*Exercise*: The records below must be returned in full and unaltered.

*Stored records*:
# # #
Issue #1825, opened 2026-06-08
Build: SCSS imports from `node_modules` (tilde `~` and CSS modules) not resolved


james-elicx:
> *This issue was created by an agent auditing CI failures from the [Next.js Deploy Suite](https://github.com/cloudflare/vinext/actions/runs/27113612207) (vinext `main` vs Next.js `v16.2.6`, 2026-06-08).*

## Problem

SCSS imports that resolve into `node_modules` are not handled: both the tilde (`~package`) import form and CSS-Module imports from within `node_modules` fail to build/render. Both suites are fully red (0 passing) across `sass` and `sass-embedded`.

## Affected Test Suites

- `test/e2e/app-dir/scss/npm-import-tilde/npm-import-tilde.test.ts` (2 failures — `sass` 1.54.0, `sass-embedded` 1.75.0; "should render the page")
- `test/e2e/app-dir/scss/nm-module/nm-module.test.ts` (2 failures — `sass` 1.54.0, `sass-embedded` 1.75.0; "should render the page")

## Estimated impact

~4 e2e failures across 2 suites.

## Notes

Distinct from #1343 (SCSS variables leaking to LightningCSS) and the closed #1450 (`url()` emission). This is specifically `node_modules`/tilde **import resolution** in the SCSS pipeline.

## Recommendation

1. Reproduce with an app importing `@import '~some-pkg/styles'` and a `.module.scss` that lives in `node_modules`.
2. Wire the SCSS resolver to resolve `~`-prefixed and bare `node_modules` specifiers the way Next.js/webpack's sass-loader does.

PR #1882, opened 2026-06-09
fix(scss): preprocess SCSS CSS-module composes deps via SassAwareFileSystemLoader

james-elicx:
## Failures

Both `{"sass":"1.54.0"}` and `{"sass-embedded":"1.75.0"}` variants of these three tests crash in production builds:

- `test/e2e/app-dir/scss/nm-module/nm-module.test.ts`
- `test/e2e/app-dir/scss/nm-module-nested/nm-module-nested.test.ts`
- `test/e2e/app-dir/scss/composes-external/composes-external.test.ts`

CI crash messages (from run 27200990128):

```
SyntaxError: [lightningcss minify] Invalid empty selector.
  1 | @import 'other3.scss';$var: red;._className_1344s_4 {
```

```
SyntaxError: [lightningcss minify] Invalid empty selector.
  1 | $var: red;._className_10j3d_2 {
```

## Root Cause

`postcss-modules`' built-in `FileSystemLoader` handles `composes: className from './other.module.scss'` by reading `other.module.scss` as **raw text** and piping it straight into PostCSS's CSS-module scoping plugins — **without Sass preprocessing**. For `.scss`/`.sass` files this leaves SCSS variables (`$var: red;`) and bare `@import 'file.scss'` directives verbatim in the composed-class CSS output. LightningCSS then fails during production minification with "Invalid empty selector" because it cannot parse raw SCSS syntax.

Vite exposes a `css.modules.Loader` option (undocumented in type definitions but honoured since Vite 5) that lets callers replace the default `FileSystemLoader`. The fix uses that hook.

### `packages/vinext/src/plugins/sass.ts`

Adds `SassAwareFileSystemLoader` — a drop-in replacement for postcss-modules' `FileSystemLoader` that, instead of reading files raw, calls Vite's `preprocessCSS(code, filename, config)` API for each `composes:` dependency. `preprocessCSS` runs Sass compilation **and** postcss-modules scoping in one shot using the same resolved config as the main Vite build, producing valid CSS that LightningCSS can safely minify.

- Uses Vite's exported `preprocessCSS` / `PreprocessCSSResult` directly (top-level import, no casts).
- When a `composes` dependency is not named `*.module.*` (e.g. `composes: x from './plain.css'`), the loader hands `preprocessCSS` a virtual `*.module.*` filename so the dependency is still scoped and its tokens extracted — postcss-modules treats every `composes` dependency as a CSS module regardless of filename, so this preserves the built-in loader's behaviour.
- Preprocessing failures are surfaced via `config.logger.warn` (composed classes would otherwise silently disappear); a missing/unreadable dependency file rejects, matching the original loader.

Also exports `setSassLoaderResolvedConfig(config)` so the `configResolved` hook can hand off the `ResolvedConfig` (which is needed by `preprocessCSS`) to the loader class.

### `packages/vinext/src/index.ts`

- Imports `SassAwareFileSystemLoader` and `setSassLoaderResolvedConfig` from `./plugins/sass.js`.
# # #
*Exercise answer*:
Issue #1825, opened 2026-06-08
Build: SCSS imports from `node_modules` (tilde `~` and CSS modules) not resolved


james-elicx:
> *This issue was created by an agent auditing CI failures from the [Next.js Deploy Suite](https://github.com/cloudflare/vinext/actions/runs/27113612207) (vinext `main` vs Next.js `v16.2.6`, 2026-06-08).*

## Problem

SCSS imports that resolve into `node_modules` are not handled: both the tilde (`~package`) import form and CSS-Module imports from within `node_modules` fail to build/render. Both suites are fully red (0 passing) across `sass` and `sass-embedded`.

## Affected Test Suites

- `test/e2e/app-dir/scss/npm-import-tilde/npm-import-tilde.test.ts` (2 failures — `sass` 1.54.0, `sass-embedded` 1.75.0; "should render the page")
- `test/e2e/app-dir/scss/nm-module/nm-module.test.ts` (2 failures — `sass` 1.54.0, `sass-embedded` 1.75.0; "should render the page")

## Estimated impact

~4 e2e failures across 2 suites.

## Notes

Distinct from #1343 (SCSS variables leaking to LightningCSS) and the closed #1450 (`url()` emission). This is specifically `node_modules`/tilde **import resolution** in the SCSS pipeline.

## Recommendation

1. Reproduce with an app importing `@import '~some-pkg/styles'` and a `.module.scss` that lives in `node_modules`.
2. Wire the SCSS resolver to resolve `~`-prefixed and bare `node_modules` specifiers the way Next.js/webpack's sass-loader does.

PR #1882, opened 2026-06-09
fix(scss): preprocess SCSS CSS-module composes deps via SassAwareFileSystemLoader

james-elicx:
## Failures

Both `{"sass":"1.54.0"}` and `{"sass-embedded":"1.75.0"}` variants of these three tests crash in production builds:

- `test/e2e/app-dir/scss/nm-module/nm-module.test.ts`
- `test/e2e/app-dir/scss/nm-module-nested/nm-module-nested.test.ts`
- `test/e2e/app-dir/scss/composes-external/composes-external.test.ts`

CI crash messages (from run 27200990128):

```
SyntaxError: [lightningcss minify] Invalid empty selector.
  1 | @import 'other3.scss';$var: red;._className_1344s_4 {
```

```
SyntaxError: [lightningcss minify] Invalid empty selector.
  1 | $var: red;._className_10j3d_2 {
```

## Root Cause

`postcss-modules`' built-in `FileSystemLoader` handles `composes: className from './other.module.scss'` by reading `other.module.scss` as **raw text** and piping it straight into PostCSS's CSS-module scoping plugins — **without Sass preprocessing**. For `.scss`/`.sass` files this leaves SCSS variables (`$var: red;`) and bare `@import 'file.scss'` directives verbatim in the composed-class CSS output. LightningCSS then fails during production minification with "Invalid empty selector" because it cannot parse raw SCSS syntax.

Vite exposes a `css.modules.Loader` option (undocumented in type definitions but honoured since Vite 5) that lets callers replace the default `FileSystemLoader`. The fix uses that hook.

### `packages/vinext/src/plugins/sass.ts`

Adds `SassAwareFileSystemLoader` — a drop-in replacement for postcss-modules' `FileSystemLoader` that, instead of reading files raw, calls Vite's `preprocessCSS(code, filename, config)` API for each `composes:` dependency. `preprocessCSS` runs Sass compilation **and** postcss-modules scoping in one shot using the same resolved config as the main Vite build, producing valid CSS that LightningCSS can safely minify.

- Uses Vite's exported `preprocessCSS` / `PreprocessCSSResult` directly (top-level import, no casts).
- When a `composes` dependency is not named `*.module.*` (e.g. `composes: x from './plain.css'`), the loader hands `preprocessCSS` a virtual `*.module.*` filename so the dependency is still scoped and its tokens extracted — postcss-modules treats every `composes` dependency as a CSS module regardless of filename, so this preserves the built-in loader's behaviour.
- Preprocessing failures are surfaced via `config.logger.warn` (composed classes would otherwise silently disappear); a missing/unreadable dependency file rejects, matching the original loader.

Also exports `setSassLoaderResolvedConfig(config)` so the `configResolved` hook can hand off the `ResolvedConfig` (which is needed by `preprocessCSS`) to the loader class.

### `packages/vinext/src/index.ts`

- Imports `SassAwareFileSystemLoader` and `setSassLoaderResolvedConfig` from `./plugins/sass.js`.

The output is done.